Feb 2 2009 pm
so here i sit the eve of Zakary's 4th birthday. i wonder what was going on in china 4 years ago this eve at Zak's birth moms home. Was she at home? was she in a hospital? did she know the sex of her baby? the condition of her baby? was she happy to be giving birth? just what is she thinking and feeling this evening before the birth of her son. I dont know,will never know but cant help but wonder. And tomorrow,after his birth,i too,wonder the same things as this eve. What were her dreams for him,her plans and her expectations? All these things go through my head this eve as i get him tucked in to bed here at his home in America.
I will never know for sure but i will wonder forever what it must have been like for his bio mom. All i know is the good things of his birth, the happy things,the amazing things of him. He is an amazing a sensitive little one,but so strong,so genuine and creative. His imagination is wonderful and his zest for life truly grand.

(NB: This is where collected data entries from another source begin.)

Issue #1132, opened 2026-08-19
The appliance's certificate and its Caddy site list are built by different rules, and the certificate is never re-minted


VijitSingh97:
Two functions decide which names the appliance answers to, they are built by different rules, and
one of them is written once and never revisited. So the machine ends up serving addresses its own
certificate does not name — and the failure looks like a browser problem rather than a machine one.

## The two lists

`appliance_mint_cert` builds the certificate's SAN list:

```
alt="DNS:$(hostname).local,DNS:$(hostname),DNS:localhost,IP:127.0.0.1"
for ip in $(hostname -I 2>/dev/null); do alt="$alt,IP:$ip"; done
```

`generate_caddyfile` builds `site_hosts`, which decides what Caddy vhost-matches:

```
local site_hosts="$HOST_IP"
if is_appliance && [ -z "${DASHBOARD_HOST:-}" ]; then
    for extra_ip in $(hostname -I 2>/dev/null) localhost; do ... done
fi
```

They disagree in three ways:

1. `$HOST_IP` is `dashboard.host` when set, and `hostname` otherwise — the cert always uses
   `hostname`. An operator who pins `dashboard.host` gets a certificate minted for a different name.
2. Setting `dashboard.host` **skips the whole expansion**, so the site list collapses to one host
   while the certificate still names the machine's addresses and `localhost`.
3. The `.local` form is in the certificate unconditionally and in the site list only when it happens
   to be what `hostname` returns.

## And the certificate is deliberately never re-minted

The mint is idempotent on purpose, and the reasoning is sound — "an existing certificate the
operator has already trusted is reused, never replaced", because replacing it breaks the browser
that trusted the first one. But `hostname -I` is a **DHCP lease**, and `site_hosts` is rebuilt on
every boot by `render_derived` while the certificate is not. So the moment the box's lease changes,
Caddy starts serving an address the certificate has never heard of.

This is not theoretical. On the physical bench appliance right now, the certificate's IP SANs name
an address the machine no longer has, and it is serving on the address it does have. Its CN and DNS
SANs also do not line up with the name the site list actually answers on — I could not establish
which of the three mechanisms above produced that, because the box is a release variant with no
shell, so treat the mechanism as open and the observation as solid.

## Why it is quiet

An unmatched Host on `:443` does not get an error. Caddy's default for "no site block matched" is an
**empty 200** — `content-length: 0`, no body — so a browser shows a blank page and the operator has
[...]

Issue #852, opened 2026-08-02
Appliance: A/B commit gate is curl-localhost, not the plan's 'pithead doctor --json' (narrower gate + doc mismatch)


VijitSingh97:
## Gap (architecture audit, property 4 — commit gate)

The A/B **commit gate diverges from the plan**, and the shipped gate is materially narrower than the one specified.

### Plan (in three places) says the gate is `pithead doctor --json`
> the commit gate is `pithead doctor --json` — it already exits non-zero only on critical failures and checks containers, Tor, NTP sync, disk, hugepages — `docs/dev/dual-distribution-plan.md:176-182` (also `:601`, `:681`; `docs/dev/appliance-release.md` "gate consumes `doctor --json`"; `#394` "commit gate = `pithead doctor --json`").

### Code gates on a single HTTP probe to the dashboard
`os/overlay/pithead-boot:29-49`:
```
code=$(curl -kso /dev/null -w '%{http_code}' --max-time 5 https://localhost/ ...)
[ "${code:-000}" != "000" ] && rauc status mark-good
```
The deliberate rationale is documented (`os/overlay/pithead-boot:12-15`, `docs/dev/appliance-wizard.md:175`): "any HTTP status is life", proving the derived-config → caddy → dashboard chain. `doctor_json()` exists (`pithead:1136`) but is used **only** by `support-bundle` (`pithead:1174`), never as the gate.

### Why it matters
"Dashboard answers on :443" is a strict subset of "services up and progressing". A slot where p2pool/monerod/xmrig-proxy have crashed but caddy+dashboard serve will **commit** — precisely the healthy-looking-but-wrong slot the plan's `doctor` gate (containers/Tor/hugepages checks) was meant to reject before commit. The narrower gate weakens the case-2 self-heal the A/B design promises.

### Fix direction (pick one, then reconcile the docs either way)
- Preferred: make the commit gate `pithead doctor --json` (exit-code) as the plan specifies, keeping the curl reachability check as one input. Honour the "services up and progressing, never chain-synced" rule (#718 scan-grace) so a days-long initial sync still commits.
- Or: if the curl-only gate is the intended final design (the boot contract argues for it), update `dual-distribution-plan.md:176-182/601/681`, `appliance-release.md`, and `#394` so the stated gate matches the code — per the repo rule that when a doc and the code disagree, the doc is fixed.

[...]

PR #1155, opened 2026-08-20
fix(boot): ask the dashboard's own site, and tell it apart from the default vhost (#1140)

### LINKED ISSUE #1140: The boot health gate's curl half passes on Caddy's empty default vhost when dashboard.host is pinned — and its comment says it cannot
## What is wrong

`os/overlay/pithead-boot`'s health probe dials `https://localhost/` and its comment states why:

```
# localhost, not 127.0.0.1: the bare IP is not in the Caddyfile's site list, so it hits
# Caddy's empty default vhost — an empty 200 that proves only that Caddy runs. localhost IS
# a listed site, so this answer traverses the real dashboard vhost (TLS + auth + proxy).
```

**`localhost` is only a listed site when `dashboard.host` is unset.** In `generate_caddyfile`:

```
local site_hosts="$HOST_IP"
if is_appliance && [ -z "${DASHBOARD_HOST:-}" ]; then
    for extra_ip in $(hostname -I 2>/dev/null) localhost; do
```

`dashboard.host` is a real, supported, editable key (`config.reference.json` → `dashboard.host`,
default `"auto"`), and the renderer itself calls it "a documented, supported choice". Set it, and
`localhost` drops out of the site list — so the probe hits exactly the empty default vhost the
comment says it avoids, gets a `200`, and passes.

## Why it matters

That curl is the fast half of the boot health gate, and it is the half that gates entry to the slow
`doctor` run. After #1065 this gate **reboots the box** when it expires. Its curl half silently
degrades from "the dashboard serves" to "Caddy is running" on any appliance whose operator pinned
`dashboard.host` — and the comment asserting otherwise is what stops anyone noticing.

The `doctor` half still runs, so this is a weakened gate rather than a blind one. But the check does
not do what it says, on the branch where it matters most, and that is this repo's signature defect.

## Fix, in order of laziness

1. Make it true: add `localhost` (and `127.0.0.1`) to the appliance's site list **unconditionally**,
   not only when `dashboard.host` is unset. One vhost entry, and the comment becomes correct.
   Note the interaction with #1132 — the certificate SAN list is built by a different rule and would
   need the same name.
2. Or make the probe honest: assert on something the empty default vhost cannot produce. An empty
   200 has no body and no `WWW-Authenticate`; the dashboard vhost behind auth answers `401`. Gating
   on `[ "$code" = 401 ]` (or on a response header the real vhost sets) distinguishes them, where
   `!= 000` does not.

Option 2 is the smaller diff and catches more — a `200` from the default vhost is precisely the
answer that currently reads as success.

## Tier

Tier 1: render the Caddyfile with `DASHBOARD_HOST` set and assert `localhost` is a listed site (or,
if option 2 is taken, assert the probe's accepted-status set excludes plain `200`).
**Mutation**: unset the new unconditional `localhost` (or widen the accepted status back to
`!= 000`) — the assertion must go red.

VijitSingh97:
Closes #1140.

The boot health gate's fast half dialled `https://localhost/` and accepted any status but `000`. Its
comment said localhost is a listed site, so the answer traverses the real dashboard vhost. That
holds only while `dashboard.host` is unset — `generate_caddyfile` adds localhost inside
`is_appliance && [ -z "$DASHBOARD_HOST" ]`. Pin the host, which is documented and supported, and
localhost drops out: the probe reaches Caddy's empty default vhost, which answers **200 with no
body**, and "Caddy is running" passes as "the dashboard serves" — on the gate that decides whether
an A/B update lives, and that #1065 reboots on.

## Both halves change together, and that is the point

Tightening the acceptance alone would convert the false pass into a permanent **failure** on exactly
the machines this issue is about: with the host pinned there is genuinely nothing at localhost to
believe. That is the same false-RED shape as #1151, on the same gate. The issue's own preferred
option had this in it — see [the design comment](https://github.com/p2pool-starter-stack/pithead/issues/1140#issuecomment-5351477616).

- **Ask the right site.** `gate_url` reads `HOST_IP`, `DASHBOARD_SECURE` and `HOST_PORT` from the
  `.env` this boot has just rendered. `HOST_IP` is what the render uses as its first site address,
  so the probe and the site list cannot disagree — one rule, not a second copy of the expansion.
- **Recognise the right answer.** `gate_answer_is_dashboard` accepts a body, or the `401` a locked
  dashboard sends, and rejects the default vhost's empty 200. Deliberately **not** a 401 check: an
  empty dashboard password is the documented default (`# OPT-IN — an empty password (the default)
  leaves it open`), and that machine answers 200, so a 401 gate would fail forever on every
  no-login appliance.
- **Dial it correctly.** `dashboard.host` is validated as "a hostname or IP address" and explicitly
  allows colons, so `HOST_IP` can be an IPv6 literal. Measured against curl 8.7 rather than reasoned
  about: curl refuses one in `--resolve` outright — `Couldn't parse CURLOPT_RESOLVE entry` — and an
  unbracketed literal in the URL reads the port as part of the address. Either way the request
  fails and the gate never passes. So `gate_target_url` brackets a literal, and `gate_resolve_spec`
  emits `--resolve` only for names, where it is what keeps the dial on loopback instead of making a
  boot-time health probe hostage to the box resolving its own mDNS name.
- `code`/`size` are cleared each iteration, so a curl that prints nothing cannot leave the previous
  round's answer standing.

## The review found a gate that lies, inside this change

The first version replaced the old single-line regex with two independent greps. The doctor half,
`grep -qE 'pithead doctor --json'`, matched **this file's own header comment on line 15** — so the
one assertion whose job is "both signals gate the same mark-good" stayed green with the doctor call
deleted from the commit condition outright. That is #852 restored, with the test that exists to
prevent it still passing.

Fixed by moving the pairing itself above the sourceable boundary as `gate_ready`, driven at tier 1
with a stubbed `pithead`. `BOOT_DOCTOR_JSON` becomes a plain variable for the same reason
`BOOT_FAIL_COUNT` is one — the suite points it somewhere writable. All five helpers now live above
the boundary, so they are driven rather than asserted about.

## Tier 1

`bash tests/stack/run.sh` → **2722 passed, 0 failed** (base 2700).

## Mutations — eight named, eight run

| # | mutation | result |
|---|---|---|
| M1 | acceptance widened back to "any status but 000" | 2 red |
| M2 | probe target hard-coded back to `localhost` | 4 red |
| M3 | the fail-safe HOST_IP fallback removed | 1 red |
| M4 | acceptance narrowed to **401-only** (the fix the issue first recommended) | 2 red |
| M5 | IPv6 bracketing dropped from `gate_target_url` | 1 red |
| M6 | `--resolve` emitted for IP literals too | 2 red |
| M7 | **the doctor half deleted from the commit gate** — the #852 regression the old grep could not see | 1 red |
| M8 | the probe half widened back inside `gate_ready` | 1 red |

M4 is worth calling out: the suite goes red on the fix originally recommended, because the no-login
case is now encoded as a requirement.

## Not done

- The `curl` invocation itself is still below the sourceable boundary and has no tier-1 coverage —
  only the values it is built from and the decision it feeds. The honest place for the rest is
  leg 4 of the battery.
- **No `--phase update` battery run on this branch.** This changes `pithead-boot`, which the bench
  is the real gate for, and that has not been run here.
- The render is untouched: `localhost` still leaves the site list when `dashboard.host` is pinned.
  This makes the probe honest about that rather than changing what the box serves — the vhost
  question belongs with #1132, where the certificate SAN list is decided by a different rule.

### DIFF
--- a/os/KNOWN-ISSUES.md
+++ b/os/KNOWN-ISSUES.md
@@ -183,6 +183,19 @@ starts. Host identity survives A/B updates and reboots by construction (it never
 system slot to begin with); the reset tiers classify it like everything else on `/data` — a
 keep-everything reinstall keeps it, a fresh-start or full wipe deletes it.
 
+**Fixed — the boot health gate's other half was accepting Caddy's empty default vhost
+(#1140).** The probe dialled `https://localhost/` and took any status but `000` as proof the
+dashboard was serving, on the stated belief that localhost is always a listed site. It is one only
+while `dashboard.host` is unset: `generate_caddyfile` adds it inside `is_appliance && [ -z
+"$DASHBOARD_HOST" ]`. Pin the host — a documented, supported choice — and the probe reached the
+default vhost, which answers 200 with no body, so "Caddy is running" passed as "the dashboard
+serves" on the gate that decides whether an A/B update lives. Both halves are fixed together,
+because tightening the check alone would have turned the false pass into a permanent failure on
+exactly those machines: the probe now asks for the site the render itself chose, read as `HOST_IP`
+from the `.env` of that same boot and dialled over loopback with `--resolve`, and it accepts only an
+answer the default vhost cannot give — a body, or the `401` a locked dashboard sends. Not a `401`
+check: an empty dashboard password is the documented default, and that machine answers `200`.
+
 **Fixed — `doctor` looked for the control units in `/etc`, and the appliance puts them in
 `/run` (#1151).** `provision_control_runner` knew the read-only root cannot take that write (#791);
 `check_control_units` and `control_units_owner_dir` did not, and each kept its own `/etc` default.
--- a/os/overlay/pithead-boot
+++ b/os/overlay/pithead-boot
@@ -38,6 +38,10 @@ set -uo pipefail
 # which is the whole point of bounding. If it cannot be written, this refuses to reboot at all —
 # an unbounded reboot loop is the one outcome worse than a stranded box.
 BOOT_FAIL_COUNT=.boot-gate-failures
+# Where doctor's verdicts land while this gate is looping: /run, so a gate that never passes leaves
+# the last failing run's exact blocking check behind without wearing /data. A plain variable for the
+# same reason BOOT_FAIL_COUNT is one — the suite points it somewhere writable.
+BOOT_DOCTOR_JSON=/run/pithead-boot-doctor.json
 boot_gate_passed() { rm -f "$BOOT_FAIL_COUNT"; }
 fail_boot() { # <what went wrong>
     echo "pithead-boot: $1 — slot left uncommitted so A/B fallback stays armed" >&2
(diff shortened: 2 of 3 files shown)


VijitSingh97:
Merging with **Build image (dashboard)** red. Pre-existing and unrelated — #1156. Three util-linux advisories published between 04:43 and 13:32 today, on a branch nobody touched; the pinned `python:3.11-slim` digest is already the newest published one, so there is nothing to bump to.

**Build + scan the appliance rootfs is now green** on this PR, which it was not before the rebase — that is #1154 landing.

He has come so far since he has been with us,and still so far to go.
I am so greatful for his birth mom,we think of her each year on moms day and his bday and feel so sad that she was not strong enough to parent him and yet so very lucky that she gave us that privlage. We will not let her down and hope that she knows how happy and glad we are to have him a part of our family and that we also do feel a connection to her,how could we not? she is our sons gene's. She gave him what he is. We are just here to continue on to what he becomes.
thank you thank you for allowing us your son.
Zak and laurel are begining to ask and wonder a bit about adoption,what exactly it means. It is interesting to share with them what it is and what it means,who they are and who they came from. They both seem to accept and feel special from what they hear of adoption thus far,we are glad for this.
Good Night and thank you again,dear mother in China.